Sun-bombing spacecraft uncovers secrets of the solar wind

Sun-bombing spacecraft uncovers secrets of the solar wind

Surprise magnetic reversals and an unexpectedly fast rotating wind mark the first findings from NASA’s Parker Solar Probe.

Source: Nature.com

A spacecraft buzzing past the Sun has caught the best-ever glimpse of the birthplace of the solar wind — the stream of energized particles that floods outwards from the star.

NASA’s Parker Solar Probe spotted strange spikes in the wind, where particles speed up and flip the direction of the wind’s magnetic field. The spacecraft also observed the wind rotating around the Sun faster than expected — suggesting that scientists’ understanding of how stars’ rotation slows down as they age could be wrong.

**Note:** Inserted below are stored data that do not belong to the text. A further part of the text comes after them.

PR #1275, opened 2023-02-02
map polyfill : ensure that map keys are sufficiently unique

romainmenke:
Before this change map keys for non string types would be the same as string values that happened to be the same as `x.toString()`.

- `99` and `'99'`
- `true` and `'true'`
- `null` and `'null'`
- ...

We now prepend the type name and a unique marker (a newly generated UUID).
This makes the chance of collisions really small.

### DIFF
--- a/polyfills/Map/polyfill.js
+++ b/polyfills/Map/polyfill.js
@@ -31,8 +31,11 @@
 			// Return previously defined hashed key
 			return recordKey[_metaKey];
 		}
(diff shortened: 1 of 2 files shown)


romainmenke:
I am unsure if browsersstack changed something or if they have an outage.
Was running the full test suite and it fails both for this feature and on the main branch.

Going to retry later.

PR #1285, opened 2023-04-17
Adds `change-array-by-copy` polyfills

mhassan1:
This PR adds the following ES2023 polyfills:
* `Array.prototype.toReversed`
* `Array.prototype.toSorted`
* `Array.prototype.toSpliced`
* `Array.prototype.with`
* `%TypedArray%.prototype.toReversed`
* `%TypedArray%.prototype.toSorted`
* `%TypedArray%.prototype.with`


mhassan1:
> https://github.com/Financial-Times/polyfill-library/actions/runs/4762911502

There are a bunch of failures:
* `F must be a constructor`: The `ArrayBuffer` polyfill does not expose `int8Array.constructor.name`
* `With == with`: Missing dependency on `Function.prototype.name`
* `A.sort is not a function`: The `ArrayBuffer` polyfill includes `TypedArray.prototype.sort`, but we don't deliver `ArrayBuffer` to browsers that have `TypedArray` but don't have `TypedArray.prototype.sort` (e.g. [Chrome 44](https://developer.mozilla.org/en-US/docs/Web/JavaScript/Reference/Global_Objects/TypedArray/sort#browser_compatibility))
* `[TypedArray].prototype.sort: argument is not a Function object`: We should not pass `undefined` to `sort`

All of these have been fixed except `A.sort is not a function`, which may require some discussion. I think we have a few options:
1. Deliver the `ArrayBuffer` polyfill to versions that do not have `TypedArray.prototype.sort`
2. Write a separate `TypedArray.prototype.sort` polyfill
3. Implement `TypedArray.prototype.sort` inside `TypedArray.prototype.toSorted`

JakeChampion:
> > [Financial-Times/polyfill-library/actions/runs/4762911502](https://github.com/Financial-Times/polyfill-library/actions/runs/4762911502)
> 
> There are a bunch of failures:
> 
>     * `F must be a constructor`: The `ArrayBuffer` polyfill does not expose `int8Array.constructor.name`
> 
>     * `With == with`: Missing dependency on `Function.prototype.name`
> 
>     * `A.sort is not a function`: The `ArrayBuffer` polyfill includes `TypedArray.prototype.sort`, but we don't deliver `ArrayBuffer` to browsers that have `TypedArray` but don't have `TypedArray.prototype.sort` (e.g. [Chrome 44](https://developer.mozilla.org/en-US/docs/Web/JavaScript/Reference/Global_Objects/TypedArray/sort#browser_compatibility))
> 
>     * `[TypedArray].prototype.sort: argument is not a Function object`: We should not pass `undefined` to `sort`
> 
> 
> All of these have been fixed except `A.sort is not a function`, which may require some discussion. I think we have a few options:
> 
>     1. Deliver the `ArrayBuffer` polyfill to versions that do not have `TypedArray.prototype.sort`
> 
>     2. Write a separate `TypedArray.prototype.sort` polyfill
> 
>     3. Implement `TypedArray.prototype.sort` inside `TypedArray.prototype.toSorted`

Thanks for the detailed write-up! I'm in favour of option 2. It has precedent as we took that option for Promise.prototype.finally as well -- https://github.com/Financial-Times/polyfill-library/blob/master/polyfills/Promise/prototype/finally/config.toml#L9

JakeChampion:
Tests running at <https://github.com/Financial-Times/polyfill-library/actions/runs/4872382344>

romainmenke:
CI all green 🎉

JakeChampion (approved):

PR #1287, opened 2023-05-01
node 16

romainmenke:
see : https://github.blog/changelog/2022-09-22-github-actions-all-actions-will-begin-running-on-node16-instead-of-node12/

At some point we will have to switch to a new node version for CI.

In this attempt I've updated various dependencies naively.
I am hoping to update as many dependencies as possible to also get rid of some npm audit nags that only affect dev env's.

-----

Scripts verified :

- [x] lint
- [x] lint-config
- [x] clean
- [x] build
- [x] watch
- [x] fmt
- [x] test-library
- [x] test-polyfills
- [ ] test-all-polyfills (broken) [^2]
- [x] test-end-to-end
- [x] test-node
- [x] test-node-unit
- [x] ~~test-node-coverage~~ (removed) [^1]
- [x] ~~test-coverage~~ (removed) [^1]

The findings, described in four papers published on 4 December in Nature1–4, could help researchers to better prepare for periods when the solar wind is particularly turbulent and knocks out radio and other communications as it washes over Earth. They are the first discoveries from the Parker Solar Probe, which launched in 2018 and has made three circuits around the Sun so far.

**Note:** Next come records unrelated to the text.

PR #1288, opened 2023-05-08
`Array.prototype.sort` : extra tests

romainmenke:
Extra tests for `Array.prototype.sort` to ensure that it is really doing a stable sort.

_Initially created to debug a test failure in `Array.prototype.toSorted`_

-----

Original message :

The stable sort polyfill is causing issues for `toSorted`.
Somehow it gives unexpected results with sparse arrays.

I haven't found the issue yet, but these are some extra tests.

@mhassan1 I've been testing on Edge 15 (but 18 should fail aswel) with this url :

“We’re seeing terrific new plasma astrophysics in action, right from the beginning,” says Stuart Bale, a plasma physicist at the University of California, Berkeley. “It’s been spectacular.”

Close encounters

The Parker Solar Probe is gradually drawing closer to the Sun as it loops around the star. The most recent encounter was in September, and the next is expected in January. “We’re observing in a regime that we’ve only speculated about before now,” says Sarah Gibson, a solar physicist at the National Center for Atmospheric Research in Boulder, Colorado. The probe is studying the energy that heats the Sun’s outer atmosphere, or corona, and accelerates the solar wind.

Although scientists can study the solar wind as it washes over Earth, doing so is like trying to study the origin of a waterfall from halfway down the cliff over which it pours, says Bale. “If you want to know the source, you have to get up there and get closer — is it coming from one hole in the ground? From a bunch of seams in the rocks? Is there a sprinkler system up there?”

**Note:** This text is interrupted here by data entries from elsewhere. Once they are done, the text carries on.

PR #953, opened 2022-03-14
[nav] Gate Distance Check (3m) 

### LINKED ISSUE #904: [nav] Check post distances at < 3m
Once we are in the gate algorithm part of our code, we need to make sure once we see both posts, if they are indeed within 3 meters of each other to avoid false positives

Delaminer:
resolves #904

This calculates the distance between the two posts. If it detects that they are over 3m apart, output is printed and the robot executes GateSpin.

### DIFF
--- a/jetson/nav/gate_search/gateStateMachine.hpp
+++ b/jetson/nav/gate_search/gateStateMachine.hpp
@@ -57,13 +57,18 @@ private:
 
     NavState executeGateDriveToFarPost();
 
-    NavState executeGateTurnToGateCenter();;
+    NavState executeGateTurnToGateCenter();
+    
+    NavState executeGateShimmy();
 
     NavState executeGateDriveThrough();
 
     void updatePost2Info();
 
     void calcCenterPoint();
+    
+    // Helper function to find the distance between the posts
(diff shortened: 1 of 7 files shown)


rover_msgs/RepeaterDrop.lcm
```diff
@@ -0,0 +1,4 @@
+package rover_msgs;
+
+struct RepeaterDrop {
```
cgiger00, line 3: why is this added back in?

jetson/nav/gate_search/gateStateMachine.hpp
```diff
@@ -57,13 +57,18 @@ class GateStateMachine
 
     NavState executeGateDriveToFarPost();
 
-    NavState executeGateTurnToGateCenter();;
+    NavState executeGateTurnToGateCenter();
+    
+    NavState executeGateShimmy();
```
cgiger00, line 62: wasn't the gateshimmy old logic?

cgiger00 (commented):
is this part of the new gate logic..?

cgiger00:
ok im going to close this PR since we are re-doing the gate logic

PR #956, opened 2022-03-15
[esw] drive code fix for unexpected ACK issue

cgiger00:
Cleaned up threading code so that if it throws an error while a lock is acquired because the odrive is unplugged the lock will still be released


tabiosg (approved):
code is far more readable now, looks good!

PR #963, opened 2022-03-17
Added TargetList to auton data logging

jnnanni:


CameronTressler (approved):

base_station/gui/src/components/AutonTask.vue
```diff
@@ -121,10 +121,8 @@ export default {
         distance: 0
       },
 
-      TargetList: {
-        targetList: [{bearing: 0, distance: 0, id: 0},
-        {bearing: 0, distance: 0, id: 0}]
-      },
+      TargetList: [{bearing: 0, distance: 0, id: 0},
+      {bearing: 0, distance: 0, id: 0}],
```
niwhsa9, line 125: default distance needs to be set to -1

niwhsa9 (changes requested):

base_station/gui/src/components/AutonTask.vue
CameronTressler: I mean we can do that but has having it be 0 in the past been causing issues?

niwhsa9: @zwgold does state machine disregard 0 the same way it disregards -1?

niwhsa9 (approved):

PR #966, opened 2022-03-19
[sim] Merge 2dsim formatting

michmli:


michmli:
Screen Shot 2022-03-19 at 3 56 41 PM

PR #972, opened 2022-03-20
[auton] Navigation New Architecture & Refactoring

qhdwight:
Following: https://github.com/mmartin4972/mrover-workspace/blob/navDesign/NewNavDesign.md
- Use smart pointers instead of raw
- Fix some minor UB with relation to field instantiation
- Separate external rover state into Environment class instead of holding it directly inside the state machine
- ^^ Same as above also with course, in CourseProgress


qhdwight:
Right now it is close to compiling but I would like some feedback on resolving the last couple problems @niwhsa9

jetson/nav/utilities.cpp
```diff
@@ -3,165 +3,135 @@
...
-{
-    return ( PI / 180 ) * ( degree + minute / 60 );
+double degreeToRadian(const double degree, const double minute) {
+    return (PI / 180) * (degree + minute / 60);
 } // degreeToRadian
 
 // Converts the input radians to degrees.
-double radianToDegree( const double radian )
-{
+double radianToDegree(const double radian) {
```
mmartin4972, line 11: You removed the const for this in the header file

jetson/nav/utilities.cpp
```diff
@@ -3,165 +3,135 @@
...
 // // Calculates the modulo of degree with the given modulus.
-double mod( const double degree, const int modulus )
-{
-    double mod = fmod( degree, modulus );
-    if( mod < 0 )
-    {
-        return ( mod + modulus );
-    }
-    return mod;
+double mod(const double degree, const int modulus) {
```
mmartin4972, line 80: you removed the const for this in the header file

jetson/nav/utilities.cpp
```diff
@@ -3,165 +3,135 @@
 #include <cmath>
 
 // Coverts the input degree (and optional minute) to radians.
-double degreeToRadian( const double degree, const double minute )
-{
-    return ( PI / 180 ) * ( degree + minute / 60 );
+double degreeToRadian(const double degree, const double minute) {
```
mmartin4972, line 6: you removed the const for this in the header file

mmartin4972 (commented):
The changes you made look good.

I'm concerned however that you've made all these changes but don't have the code compiling. Because we don't want to mess anything up like Carmen said you need to break these changes apart, apply them individually, then run the unit tests on them. The reason we wanted to make the testing script first was so that we can test all of these changes incrementally. Please break it apart into 5 changes and unit test each individually:
1. moving smart pointers to pointers
2. seems like you ran some auto formatting tool, so have a step for that
3. looked like you refactored a few functions, so make the manual refactoring of these its own step
4. add the environment class modifying only the necessary LCM callbacks
5. add the course class and remove the old LCM callbacks

I'd like to see you make each of these stages of changes then test them. It will be easier for us to review if you break your commits down into this way. It will also make us more confident that no logic was changed since we did everything incrementally.

jetson/nav/utilities.cpp
qhdwight: https://stackoverflow.com/questions/51353648/const-qualification-of-parameters-in-function-declaration

qhdwight:
Will address above for for viewing changes use the whitespace-cognizant mode on GitHub: https://github.com/umrover/mrover-workspace/pull/972/files?diff=unified&w=1

It is much easier to tell what changed semantically

jetson/nav/utilities.cpp
qhdwight: https://stackoverflow.com/questions/51353648/const-qualification-of-parameters-in-function-declaration

niwhsa9: seems like you'd want it in the header since thats the interface specification for other programmers though...

niwhsa9:
I agree with Matt about breaking this up into a couple PRs. I will hold off on my review until then

qhdwight:
Removed logic of maintaining an old and new rover state, removed the actual rover status class and just moved it into rover, decoupled further by extracting rover out of state machine

Still some funky behavior when it reaches it's first waypoint we have to iron out.

qhdwight:
Merged with newest auton-integration

zwgold (approved):
works well on sim and on the rover

jetson/nav/CMakeLists.txt
```diff
@@ -0,0 +1,28 @@
+cmake_minimum_required(VERSION 3.8)
```
cgiger00, line 1: can jarvis still build nav?

jetson/nav/layer2_test.cpp
```diff
@@ -1,24 +1,24 @@
...
-    using namespace std::chrono_literals;
-    std::cout << "Testing layer2..." << std::endl;
-   
-    /*Auton::System sys;
-    lcm::LCM lcm_;
-    Layer2 layer2(sys, lcm_);*/
-
-    return 0;   //std::cout << layer2.state << std::endl;
-}
+////layer2 Test
```
cgiger00, line 1: can this be in a .gitignore?

ansible/roles/jetson_dev/tasks/main.yml
```diff
@@ -22,4 +22,5 @@
       - libgirepository1.0-dev
       - gfortran
       - xdotool
+      - libeigen3-dev
```
cgiger00, line 25: why is this in this PR?

jetson/nav/rover.hpp
```diff
@@ -11,15 +11,17 @@
...
 #include "rover_msgs/TargetList.hpp"
 #include "rover_msgs/Waypoint.hpp"
+#include "rover_msgs/AutonDriveControl.hpp"
 #include "rapidjson/document.h"
+#include "courseProgress.hpp"
+#include "environment.hpp"
 #include "pid.hpp"
 
-using namespace rover_msgs;
 using namespace std;
```
cgiger00, line 20: can you get rid of this & just add the specific members of std that you need? like using std::vector? etc

jetson/nav/rover.hpp
```diff
@@ -63,178 +65,118 @@ enum class NavState
...
+    // The rover's current path. The path is initially the same as
+    // the rover's course, however, as waypoints are visited, the
+    // are removed from the path but not the course.
+
+    // The rover's current odometry information.
+    Odometry mOdometry{};
+
+    // The rover's current target information from computer
+    // vision.
+    Target mTargetLeft{-1.0, 0.0, 0};
```
cgiger00, line 167: is -1.0, 0.0, 0 the default? can this just be the default initialization for Target?

jetson/nav/CMakeLists.txt
qhdwight: Yes it builds on both. I can remove cmake if you'd like to keep things clean though

pip_deps/jetson_requirements.txt
```diff
@@ -1,2 +1,2 @@
 numpy==1.16.2
-odrive==0.5.4
+odrive==0.5.1
```
cgiger00, line 2: interesting that this change is in this PR?

jetson/nav/layer2_test.cpp
qhdwight: it should be deleted all together actually

jetson/nav/rover.hpp
qhdwight: sure

jetson/nav/rover.hpp
qhdwight: It's an lcm auto generated, is that possible?

jetson/nav/rover.hpp
qhdwight: done

jetson/nav/CMakeLists.txt
cgiger00: i think it's fine to keep in, can you add a comment in the readme or smth explaining why both are there/when one would the cmake file

jetson/nav/rover.hpp
cgiger00: wym lcm auto generated?

jetson/nav/.idea/.gitignore
```diff
@@ -0,0 +1,8 @@
+# Default ignored files
```
cgiger00, line 1: wait what are the .idea files?

qhdwight: Oops, removed, must've been snuck in by CLion

cgiger00 (commented):
resolsved

jetson/nav/rover.hpp
qhdwight: Target.hpp is auto generated by LCM, so I can't add a ctor I don't think that would set  it to -1.0, 0.0, 0

cgiger00 (approved):
ok lgtm to merge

The Parker Solar Probe measured a portion of the solar wind coming from a small hole in the Sun’s corona near the equator1. It is the closest look yet at one of the solar wind’s points of origin.

The spacecraft also found that as the wind streams out into space, parts of it race ahead in high-velocity spikes. “I think of them as rogue waves,” says Justin Kasper, a space scientist at the University of Michigan in Ann Arbor. Within these waves, the speed of the solar wind doubled, and the flow was so strong that it temporarily reversed the wind’s magnetic field3.

The probe flew through more than 1,000 of these spikes each time it zipped past the Sun, Kasper says. Scientists don’t yet understand what causes them.

Speed bump

Another surprising finding is how quickly the solar wind rotates around the Sun as the star spins. Models suggest that the wind flows in this direction at a speed of a few kilometres per second — but the Parker Solar Probe measured it moving at around 35 to 50 kilometres a second. “The jury is definitely out on what’s causing this,” says Kasper.

The discovery has major implications. Knowing that the wind is rotating at a different speed than expected could help researchers to improve predictions of when a dangerous solar outburst might reach Earth. The finding also suggests that the solar wind is transporting more energy away from the Sun than previously thought, so the star’s rotation might be slowing down more rapidly than expected. If so, astronomers might need to revise their ideas about how other stars in the Universe age.

But, so far, the Parker Solar Probe has studied only a small portion of the Sun at close range. More observations are needed to confirm the unexpectedly fast rotation speed of the solar wind, says Adam Finley, an astronomer at the University of Exeter, UK, who has modelled how the wind slows the Sun’s rotation.

There’s plenty more time for discovery. By the end of its mission in 2025, the probe will have had 24 close encounters with the Sun — getting more than three times closer to the star than it has so far.